The Wife and I are traveling this weekend, spending a few days in the Finger Lakes. We got back to our rented cottage yesterday, when I found a Direct Message from a Facebook friend. It was something along the line of “I hope it didn’t happen in YOUR workplace, and I hope you’re OK.”

I had no idea what he was talking about.

I learned quickly.

No, that was not my workplace. I do work in a Buffalo area grocery store, but not that chain and not in that area. It’s appalling nonetheless, on so many levels. I’ve often thought about what it would be like when it happened where I work. Not if, but when. I know every way out of my building, every place I can hole up if I can’t get out, every object I might use if defense becomes necessary.

I shouldn’t have to think like this.

But that’s not even the worst of it, is it?

It’s an entire community of human beings, specifically targeted again.

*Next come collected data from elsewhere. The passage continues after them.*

PR #6092, opened 2025-02-11
Only identify Struct as empty when it has no keys.

### LINKED ISSUE #6090: ValidatorPrefs.isEmpty returns true for validator with 0% commission
* **I'm submitting a ...**
  - [ ] Bug report
  - [x] Feature request
  - [ ] Support request
  - [ ] Other

Current behavior:
When querying validator preferences using `api.query.staking.validators`, the returned `ValidatorPrefs` struct incorrectly reports `isEmpty: true` when the validator has valid preferences set with 0% commission.

Reproduction:
```typescript
const blockNumber = 24599609;
const validatorAddress = '1ChAR84s9n6ZTYGSJqkKizzdnJBarK85bxficpxrd8CkGt4';

const apiAt = await api.at(await api.rpc.chain.getBlockHash(blockNumber));
const prefs = await apiAt.query.staking.validators(validatorAddress);

console.log('Debug output:', {
  rawPrefs: prefs.toHuman(),
  isEmpty: prefs.isEmpty,
  commissionRaw: prefs.commission.toNumber(),
  encodedLen: prefs.encodedLength,
});
```

Output shows the contradictory state:
```json
{
  "rawPrefs": {
    "commission": "0.00%",
    "blocked": false
  },
  "isEmpty": true,
  "commissionRaw": 0,
  "encodedLen": 2
}
```

The struct reports `isEmpty: true` despite:
- Having valid commission data (0%)
- Having a valid encodedLength of 2
- All fields being accessible with valid values

Expected behavior:
`isEmpty` should return `false` when the struct contains valid data, even if that data represents a 0% commission. These are two distinct states:
- No preferences set = validator hasn't registered
- 0% commission = validator is registered but chose to not take commission

We can work around this issue in our code by not relying on `isEmpty`, but I think current API behavior is misleading and incorrect from semantic perspective.

  - Version: @polkadot/api ^15.5.2
  - Environment:
    - [x] Node.js
    - [ ] Browser
    - [ ] Other

  - Language:
    - [ ] JavaScript
    - [x] TypeScript

valentinfernandez1:
Addresses #6090. If fixes an issue where Struct.isEmpty() would return true for nonEmpty objects. 

This changes makes it so its in line with the behavior with [Json.isEmpty()](https://github.com/polkadot-js/api/blob/7bd4c7afb0441cc427e41d896a5cd48f6ff70143/packages/types-codec/src/native/Json.ts#L58).

closes #6090

### DIFF
--- a/packages/types-codec/src/native/Struct.ts
+++ b/packages/types-codec/src/native/Struct.ts
@@ -154,16 +154,14 @@ export class Struct<
   }
 
   /**
-   * @description Checks if the value is an empty value
+   * @description Checks if the value is an empty value '{}'
    */
   public get isEmpty (): boolean {
-    for (const v of this.values()) {
-      if (!v.isEmpty) {
-        return false;
-      }
+    if (Array.from(this.values()).length === 0) {
+      return true;
     }
 
-    return true;
+    return false;
   }
 
   /**
--- a/packages/types-codec/src/native/Struct.ts
+++ b/packages/types-codec/src/native/Struct.ts
@@ -157,11 +157,7 @@ export class Struct<
    * @description Checks if the value is an empty value '{}'
    */
   public get isEmpty (): boolean {
-    if (Array.from(this.values()).length === 0) {
-      return true;
-    }
-
-    return false;
+    return [...this.keys()].length === 0;
   }
 
   /**


TarikGul (approved):
Nice 👍

PR #6093, opened 2025-02-14
fix: check for api.query.identity in getSubIdentities

ap211unitech:
## 📝 Description

This PR adds a check before fetching sub-identities for an account, ensuring that the required storage pallet exists to prevent failures.


valentinfernandez1 (approved):
lgtm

Reminded that they will always be targeted, again. Reminded of this country’s long ghastly history of this stuff, again. Confronted by our nation’s abject refusal to admit its past and atone, again.

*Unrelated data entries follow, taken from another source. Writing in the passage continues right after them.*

PR #6107, opened 2025-02-27
Fix derives base path in typegen

valentinfernandez1:
Fixes an issue where the `polkadot-types-internal-metadata` script would fail when executed outside the project directory without the project being present in the same root folder.

This should resolve problems on polkadot-js/docs CI

### DIFF
--- a/packages/typegen/src/metadataMd.ts
+++ b/packages/typegen/src/metadataMd.ts
@@ -13,6 +13,8 @@ import path from 'node:path';
 import process from 'node:process';
 import yargs from 'yargs';
 import { hideBin } from 'yargs/helpers';
+import { dirname, resolve } from "node:path";
+import { fileURLToPath } from "node:url";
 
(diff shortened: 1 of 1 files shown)


packages/typegen/src/metadataMd.ts
```diff
@@ -563,15 +563,15 @@ function addErrors (runtimeDesc: string, { lookup, pallets }: MetadataLatest): s
   });
 }
 
-const BASE_DERIVE_PATH = '../api/packages/api-derive/src/';
+const BASE_DERIVE_PATH = 'node_modules/@polkadot/api-derive/';
```
TarikGul, line 566: Better to maybe use the built in `node:path` here?

valentinfernandez1: done

TarikGul:
Just needs a lint

TarikGul (approved):
🚀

That’s all we do in this country: it’s just one big litany of again. Again. Again.

No horror, no injustice, no violent outcome is ever enough for us to collectively say, “No more.” We will be back about our business by, oh, I don’t know. Dinner time today, I guess.

I don’t have anything insightful to say about this. I have no suggestions for a way forward, because even if I did, we very clearly don’t want a way forward. We’re not interested. At this point, the warp and weft of America isn’t fate, nor is it judgment handed down from on high. It’s a choice.

We are the country we have chosen to be, and I see no reason to believe we are going to choose to be anything other than this.

And that is how America will fade into history.

I often wonder these days about Roman citizens around the year, oh, 350CE. Or 400. Maybe even a bit later.

The commonly accepted date for the fall of the Roman Empire is 476CE, but it’s not as if there was some grand proclamation in Latin officially ending the Empire. It just withered, and that’s when historians generally agree that beyond that point, with the deposing of that last Emperor, that nothing existed that could be meaningfully called “the Roman Empire”.

But I wonder about the citizens who lived in Rome not long before that. Did a Roman potter in 422CE sense that it was ending? A fisherman in what is now Napoli? A seamstress in modern-day Tuscany? Did they have some feeling that the Empire in which they lived was soon to be history?

And if they did, did it feel something like what it feels to be an American now?